(Collected data)
= = = = = = =
PR #3919, opened 2024-08-08
[pom] Replaces the maven property with project property.

LinMingQiang:
### Purpose

In my production environment I get compilation errors : 
```
[ERROR] Failed to execute goal com.diffplug.spotless:spotless-maven-plugin:2.13.0:check (spotless-check) on project paimon-parent: Execution spotless-check of goal com.diffplug.spotless:spotless-maven-plugin:2.13.0:check failed: Unable to locate file with path: ${maven.multiModuleProjectDirectory}/.scalafmt.conf: Could not find resource '${maven.multiModuleProjectDirectory}/.scalafmt.conf'. -> [Help 1]
```

Parameter ${maven.multiModuleProjectDirectory}  is not a recommended parameter. Use ${project.basedir} instead of it. 

References ：
https://stackoverflow.com/questions/29778262/what-is-maven-multimoduleprojectdirectory-used-for

https://github.com/apache/iotdb/pull/12982

Linked issue: close #xxx

### DIFF
--- a/.mvn/readme.txt
+++ b/.mvn/readme.txt
@@ -1,4 +1,0 @@
-The .mvn directory is needed to be able to use the ${maven.multiModuleProjectDirectory} property, since git cannot
-commit an empty directory, add this file.
-
-Once we do not use ${maven.multiModuleProjectDirectory}, we can remove this file and .mvn directory.
--- a/pom.xml
+++ b/pom.xml
@@ -828,19 +828,18 @@ under the License.
                             </importOrder>
 
                             <licenseHeader>
-                                <!-- replace it with ${project.rootDirectory} after maven 4.0.0, see MNG-7038 -->
-                                <file>${maven.multiModuleProjectDirectory}/copyright.txt</file>
+                                <file>copyright.txt</file>
                                 <delimiter>${spotless.delimiter}</delimiter>
                             </licenseHeader>
                         </java>
                         <scala>
                             <scalafmt>
                                 <version>3.4.3</version>
-                                <file>${maven.multiModuleProjectDirectory}/.scalafmt.conf</file>
+                                <file>.scalafmt.conf</file>
                             </scalafmt>
 
                             <licenseHeader>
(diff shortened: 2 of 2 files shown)


Zouxxyy:
The reason why introduce `${maven.multiModuleProjectDirectory} `  was that some users like to cd sub-module and then execute mvn, this work well with maven 3.3.1+. ${project.basedir} may not solve this.

A better way is to replace it with `${project.rootDirectory}` after maven 4.0.0, see MNG-7038 (The version is too high, so this solution is not considered)

LinMingQiang:
In this scenario, we should recommend using ```mvn -pl ```. But in many cases parameter ```${maven.multiModuleProjectDirectory}``` would not be set , which causes the entire project to fail to compile. I think production stability is more important. WDYT.

Zouxxyy:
= = = = = = =
» What is being asked:
The entries above must be returned exactly.

» Written reply:
PR #3919, opened 2024-08-08
[pom] Replaces the maven property with project property.

LinMingQiang:
### Purpose

In my production environment I get compilation errors : 
```
[ERROR] Failed to execute goal com.diffplug.spotless:spotless-maven-plugin:2.13.0:check (spotless-check) on project paimon-parent: Execution spotless-check of goal com.diffplug.spotless:spotless-maven-plugin:2.13.0:check failed: Unable to locate file with path: ${maven.multiModuleProjectDirectory}/.scalafmt.conf: Could not find resource '${maven.multiModuleProjectDirectory}/.scalafmt.conf'. -> [Help 1]
```

Parameter ${maven.multiModuleProjectDirectory}  is not a recommended parameter. Use ${project.basedir} instead of it. 

References ：
https://stackoverflow.com/questions/29778262/what-is-maven-multimoduleprojectdirectory-used-for

https://github.com/apache/iotdb/pull/12982

Linked issue: close #xxx

### DIFF
--- a/.mvn/readme.txt
+++ b/.mvn/readme.txt
@@ -1,4 +1,0 @@
-The .mvn directory is needed to be able to use the ${maven.multiModuleProjectDirectory} property, since git cannot
-commit an empty directory, add this file.
-
-Once we do not use ${maven.multiModuleProjectDirectory}, we can remove this file and .mvn directory.
--- a/pom.xml
+++ b/pom.xml
@@ -828,19 +828,18 @@ under the License.
                             </importOrder>
 
                             <licenseHeader>
-                                <!-- replace it with ${project.rootDirectory} after maven 4.0.0, see MNG-7038 -->
-                                <file>${maven.multiModuleProjectDirectory}/copyright.txt</file>
+                                <file>copyright.txt</file>
                                 <delimiter>${spotless.delimiter}</delimiter>
                             </licenseHeader>
                         </java>
                         <scala>
                             <scalafmt>
                                 <version>3.4.3</version>
-                                <file>${maven.multiModuleProjectDirectory}/.scalafmt.conf</file>
+                                <file>.scalafmt.conf</file>
                             </scalafmt>
 
                             <licenseHeader>
(diff shortened: 2 of 2 files shown)


Zouxxyy:
The reason why introduce `${maven.multiModuleProjectDirectory} `  was that some users like to cd sub-module and then execute mvn, this work well with maven 3.3.1+. ${project.basedir} may not solve this.

A better way is to replace it with `${project.rootDirectory}` after maven 4.0.0, see MNG-7038 (The version is too high, so this solution is not considered)

LinMingQiang:
In this scenario, we should recommend using ```mvn -pl ```. But in many cases parameter ```${maven.multiModuleProjectDirectory}``` would not be set , which causes the entire project to fail to compile. I think production stability is more important. WDYT.

Zouxxyy:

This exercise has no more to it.